7 Conclusion and Future Perspectives

Metal-based drugs and therapeutic approaches have garnered significant attention in cancer therapy, presenting both compelling advantages and distinct challenges. Starting with cisplatin, a paradigm-shifting agent that damages DNA through crosslinking, the field has evolved to include sophisticated formulations with diverse and multimodal mechanisms of action. These mechanisms now extend far beyond simple DNA intercalation to encompass the induction of novel regulated cell death pathways like ferroptosis and cuproptosis, modulation of the tumor immune microenvironment, unique redox-driven signaling disruption, and advanced delivery strategies.

The primary advantage of metal-based therapeutics, as detailed in this review, lies in their inherent chemical versatility and multimodal activity. This allows them to bypass classical resistance mechanisms—such as drug efflux pumps, enhanced DNA repair, and metabolic rewiring—which frequently limit the efficacy of conventional organic chemotherapeutics. The ability of metal complexes to engage in redox cycling, coordinate with diverse biological targets, and be engineered into advanced nanoformulations positions them as uniquely capable of inducing multimodal stress responses that resistant cells cannot easily evade. Furthermore, the frequent dysregulation of metal homeostasis in cancers provides a therapeutic window for selective targeting, exploiting, for instance, the overexpression of critical transporters and factors, like transferrin, ion channels or specific metal transporters.

However, these advantages are counterbalanced by significant disadvantages and translational hurdles. Systemic toxicity—notably nephrotoxicity, neurotoxicity, and myelosuppression associated with platinum drugs—remains a major clinical limitation. The redox activity of many metal agents can cause off-target oxidative damage, narrowing the therapeutic window. Challenges in biodistribution, such as nonspecific accumulation in the liver and spleen, and poor tumor penetration, often undermine the efficacy of metal-based nanoparticles. Moreover, complex metal formulations face practical challenges in scalable manufacturing, reproducibility, and regulatory approval due to their inorganic nature and potential long-term bioaccumulation.
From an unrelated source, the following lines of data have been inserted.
PR #48, opened 2021-11-08
Silitski/hometask2

qqqwww123cdv:
Renamed the variable, used the ternary operator and changed the path.


qqqwww123cdv/hometask-2/get_middle_charachter.rb
```diff
@@ -0,0 +1,19 @@
+#!/usr/bin/env ruby
+# frozen_string_literal: true
+
+def get_middle(str)
+  half = str.length / 2
+  str.length.even? ? str[(half - 1)..half] : str[half]
+end
+
+loop do
```
jekapulpit: also, you need this to be in a `run_cli` function

jekapulpit (changes requested):

Issue #613, opened 2022-06-17
A bug in c# sdk demo maybe


jrChen2022a:
When running mmdeploy/demo/csharp/Demo.sln in VS2019 in windows11，an error, 
'System.AccessViolationException:“Attempted to read or write protected memory. This is often an indication that other memory is corrupt.” '
, sometimes occurrs in line 52, 
'List<DetectorOutput> output = handle.Apply(mats);'.
Like:
<img width="699" alt="mmexport1655459458335" src="https://user-images.githubusercontent.com/100680047/174274526-0f00d488-472a-4200-b4da-c46b91fec527.png">

jrChen2022a:
sorry, wrong picture

caj-github:
same problem in win10
[2022-06-19 10:45:49.924] [mmdeploy] [warning] [bulk.h:39] fallback Bulk implementation
[2022-06-19 10:45:49.933] [mmdeploy] [warning] [bulk.h:39] fallback Bulk implementation
[2022-06-19 10:45:50.574] [mmdeploy] [warning] [bulk.h:39] fallback Bulk implementation
Fatal error. System.AccessViolationException: Attempted to read or write protected memory. This is often an indication that other memory is corrupt.
   at MMDeploy.NativeMethods.mmdeploy_detector_release_result(MMDeploy.CDetect*, Int32*, Int32)
   at MMDeploy.NativeMethods.mmdeploy_detector_release_result(MMDeploy.CDetect*, Int32*, Int32)
   at MMDeploy.Detector.ReleaseResult(MMDeploy.CDetect*, Int32*, Int32)
   at MMDeploy.Detector.Apply(MMDeploy.Mat[])
   at object_detection.Program.Main(System.String[])

caj-github:
i changed source code, it works now

first change in mmdeploy\csrc\mmdeploy\backend_ops\tensorrt\multi_level_roi_align.cpp\trt_multi_level_roi_align.cpp

![image](https://user-images.githubusercontent.com/55951697/174470466-656b86cf-e90e-468d-8428-cc13092775be.png)

second change in mmdeploy\csrc\mmdeploy\apis\csharp\MMDeploy\APIs\Detector.cs
![image](https://user-images.githubusercontent.com/55951697/174470592-8a015df7-a563-410f-9697-c71d4633e05a.png)

irexyc:
The `total` args passed to ReleaseResult is wrong. 
[...]

PR #620, opened 2022-06-20
[Fix] fix csharp api detector release result

irexyc:
## Motivation

to address https://github.com/open-mmlab/mmdeploy/issues/613

Fix wrong args in mmdeploy_detector_release_result


csrc/mmdeploy/apis/csharp/MMDeploy/APIs/Detector.cs
```diff
@@ -205,15 +205,14 @@ public List<DetectorOutput> Apply(Mat[] mats)
 
         private unsafe void FormatResult(int matCount, int* resultCount, CDetect* results, ref List<DetectorOutput> output, out int total)
         {
-            total = 0;
+            total = matCount;
```
lvhan028, line 208: So `total` means the number of images?

lzhangzz (approved):

lvhan028 (approved):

The convergence of these aspects leads to a clear conclusion: there is a compelling necessity for extensive and strategic research efforts dedicated to advancing metal-based therapeutics. The future of this field lies not merely in the incremental creation of new metal-organic complexes, but in the rational design of combinatorial and precision approaches that integrate knowledge from chemistry, biology, and materials science. Next steps of development must be focused on enhancing tumor selectivity through precision targeting, leveraging biomarkers of metal dysregulation and functionalizing complexes (like LOX, COX, SOD) with specific moieties to mitigate the systemic toxicity that has historically been a limitation.

The greatest potential may lie in fully exploiting synergistic multimodal therapies, intentionally combining metallodrugs with immunotherapy, targeted agents, and radiotherapy to create potent, multi-pronged attacks on resistant cancers. Advanced, programmable platforms such as metal-organic frameworks (MOFs) epitomize this integrative philosophy, capable of merging high-fidelity targeting, multi-agent delivery, intrinsic catalytic activity, and immune modulation within a single, tunable architecture. Concurrently, the exploration of underutilized metals and their unique mechanisms, such as specific immune pathway activation or mitochondrial targeting, will be essential to uncover new vulnerabilities. Ultimately, by thoughtfully addressing the challenges of toxicity and manufacturing, and by embracing these innovative strategies, the next generation of metal-based therapies holds exceptional promise for transitioning from being drugs of last resort to becoming central components of modern, personalized cancer treatment regimens designed to overcome the formidable challenge of drug resistance.